One administrator quit amid disagreements over a police chief pick, and another left after his recommendations for fixing the budget were met with resistance from the city council. Yet another was dismissed by the city council.

The city’s latest interim city administrator, Larry Kosmont, departed on March 11, leaving Assistant Administrator Keith Breskin to run the city. Breskin has been on a $14,000 month-to-month contract since January.

Last month, Kosmont predicted there would be a smooth transition and that a permanent administrator would be picked by March. The city drew eighty applicants, he said.

But the latest batch of candidates to take over the position permanently were interviewed over a month ago during a Feb. 9 special meeting, and after a March 14 closed session meeting with recruitment firm Bob Murray & Associates, a final decision still had not been made.

“The city is currently evaluating the next steps concerning the position of city administrator and are still in the process of finding a city administrator,” City Attorney Arnold Alvarez-Glasman told EGP on Tuesday.

He would not confirm whether the recruitment company had concluded its relationship with the city, but said the firm had “performed services under the contract and done the recruitments requested.”
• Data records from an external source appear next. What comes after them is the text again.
PR #6523, opened 2020-01-21
Get the list of vmctl VMs in a less fragile way.

qbit:
## Description

Currently the code that parses the list of VMs gets things a bit incorrect as a column was added.

This makes the vmctl completion always grab the last column for each vm line.


faho:
Beautiful!

PR #7219, opened 2020-07-22
Fix build when ncurses is in nonstandard prefix

### LINKED ISSUE #6600: fish 3.1.0 - build - fatal error: curses.h: No such file or directory
fish: 3.1.0
cmake: 3.14.1
ncurses: 5.9

I have no local /usr installation of ncurses with development files.  It is in a non-standard location.

If I set PKG_CONFIG_PATH to have the ncurses pkgconfig dir, ncurses is not found.
I also tried setting PATH so ncurses5-config could be found.

So I set
```
  -DCMAKE_SYSTEM_PREFIX_PATH="${UTILS_NCURSES};${UTILS_GETTEXT};${UTILS_READLINE}"
```
And then ncurses is found in the path that I expect.

However, it does not seem that the include path gets added to the build, I encounter this error when building:
```
/build/tmp/fish-3.1.0/src/builtin_set_color.cpp:8:20: fatal error: curses.h: No such file or directory
```

So additionally I am setting CFLAGS/CXXFLAGS
```
 -DCMAKE_C_FLAGS="-O2 -I${UTILS_NCURSES}/include" \
 -DCMAKE_CXX_FLAGS="-O2 -I${UTILS_NCURSES}/include" \
```
(the files here in "include" are links to "include/ncursesw" files)

In the end the build looks something like:
```
export PATH=${UTILS_CMAKE}/bin:$PATH

export CC=${UTILS_GCC}/bin/gcc
export CXX=${UTILS_GCC}/bin/g++

export LDFLAGS+=" -static-libgcc -static-libstdc++"
export LDFLAGS+=" -Wl,-rpath,${UTILS_NCURSES}/lib"

mkdir build && cd build
cmake \
 -DCMAKE_BUILD_TYPE=Release \
 -DCMAKE_INSTALL_PREFIX=${PREFIX} \
 -DCMAKE_SYSTEM_PREFIX_PATH="${UTILS_NCURSES};${UTILS_GETTEXT};${UTILS_READLINE}" \
 -DCMAKE_C_FLAGS="-O2 -I${UTILS_NCURSES}/include" \
 -DCMAKE_CXX_FLAGS="-O2 -I${UTILS_NCURSES}/include" \
..

make -j${nproc}
make install
```

But ideally I would not have to set the CFLAGS/CXXFLAGS.

r-burns:
Fixes #6600

### DIFF
--- a/CMakeLists.txt
+++ b/CMakeLists.txt
@@ -177,6 +177,8 @@ target_sources(fishlib PRIVATE ${FISH_HEADERS})
 target_link_libraries(fishlib
   ${CURSES_LIBRARY} ${CURSES_EXTRA_LIBRARY} Threads::Threads ${CMAKE_DL_LIBS}
   ${PCRE2_LIB} ${Intl_LIBRARIES} ${ATOMIC_LIBRARY})
+target_include_directories(fishlib PRIVATE
+  ${CURSES_INCLUDE_DIRS})
 
 # Define fish.
 add_executable(fish src/fish.cpp)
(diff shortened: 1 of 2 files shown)


ridiculousfish:
This LGTM, I will merge. Thank you!

PR #7220, opened 2020-07-22
Add completions for p7zip

sorairolake:
## Description

Add completions for [p7zip](http://p7zip.sourceforge.net/) command-line utils (`7z`, `7za` and `7zr`).

Fixes issue #

## TODOs:


MaxVerevkin:
I think you should add `7z` here.

https://github.com/fish-shell/fish-shell/blob/a30630a1dfb490ef6a6458595a977b0c586cac70/share/tools/create_manpage_completions.py#L763-L774

faho:
>I think you should add '7z', '7za' and '7zr' here.

@MaxVerevkin No need. Hand-written completions take priority over generated ones, so the files aren't used.

Adding them would add cruft to that script (and force you to jump through hoops if you wanted to use the generated version).

The reason to have exceptions in there is because the generated files don't make much sense and there's a huge number of them

MaxVerevkin:
@faho 
Would it make sense not to generate an automated completion if manual completion already exists?

faho:
No, because that wouldn't help much (save a couple of kilobytes of disk space I guess) and would in turn make looking at (e.g. because there are new options) or using the generated script (e.g. as a workaround) harder, plus it's more code.

MaxVerevkin:
@faho 
On my machine `fish_update_completions` time decreased from 9.26 to 8.16 secs.

MaxVerevkin:
> plus it's more code

Not really. https://github.com/fish-shell/fish-shell/pull/7221

faho:
Merged, thanks!

PR #7221, opened 2020-07-23
Do not generate an automated completion if manual completion already exists

MaxVerevkin:
## Description
This change may decrease `fish_update_completions` execution time. On my machine change was from 9.26 to 8.16 secs.


faho:
Thank you but no.

This command runs once a month or so, it's simply not worth the complication.

PR #7223, opened 2020-07-24
completions: Remove -f from pacman -U

rumpelsepp:
pacman -U is intended to be used with (among others) files like this:

        pacman -U ./linux-headers-5.6.2.arch1-2-x86_64.pkg.tar.zst

Thus, let's enable file path completion for this kind of operation.


zanchey:
Looks good, thanks!

Issue #6970, opened 2020-05-05
Starting in fish 3.1.0, abbreviations no longer trigger with following semicolon


lwolfsonkin:
I was running fish 3.0.x previously and just upgraded to fish 3.1.0. I use a slew of `abbr` abbreviations for all the `hg` subcommands, and I used to make a chain by typing e.g. the literal `amend; and upload` which would expand to `hg amend; and hg upload` and each of `amend` and `upload` respectively would expand once I typed a following space, enter, or semicolon (at least among probably others).

Unfortunately, in 3.1.0, it no longer triggers. Is this intended? If not, is there a way for me to get the old behavior as long as I'm on this version?

Thanks!

zanchey:
#5762 reduced the list of characters which expand abbreviations from "` ;|&^><`" to, by default, just space. Command execution always expands abbreviations under the cursor.

I think we probably want to put expansion back for all those other characters, though perhaps @faho can comment.

In the meantime, `bind ';' self-insert expand-abbr` should restore the behaviour you want - add it to your `config.fish`.

faho:
Yeah, it's probably fair to add the command terminators - `;`, `|` and `&`.

I'm not sold on the redirection operators.

zanchey:
My thinking is that if it would normally terminate a command then it should expand an abbreviation, so I'll add those back in.

PR #7229, opened 2020-07-28
vi-keybingings: Add missing abbr triggers for command terminators

gokulsoumya:
## Description

Abbr expansion on command terminators were added back in ec74c739 in response to #6970, but vi mode was not updated.


krobelus:
Good catch, thanks!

The human resource director anticipates there may be some type of action at the next meeting. “They are in the process of making a final decision in closed session,” Human Resources Director Paul Loehr said.

Even though the city has “seen a stop to the wanton spending of years gone by,” the person they pick will face “rough seas” ahead, said Frank Gomez, who thinks the city will need additional revenue next year with property and sales taxes not expected to cover city expenses.

“Like many other cities, our options include cutting services, raising taxes, borrowing like last year to offset cash flow problems during the year, or a combination of the above. With this in mind, it is important that we hire a strong, apolitical city administrator who is neither going to sugarcoat the problems our city faces nor the solutions to continue us on the right track started in 2009,” Gomez said.

Councilman Jack Hadjinian told EGP Tuesday that following the interviews in February, they have “narrowed down the list” of candidates.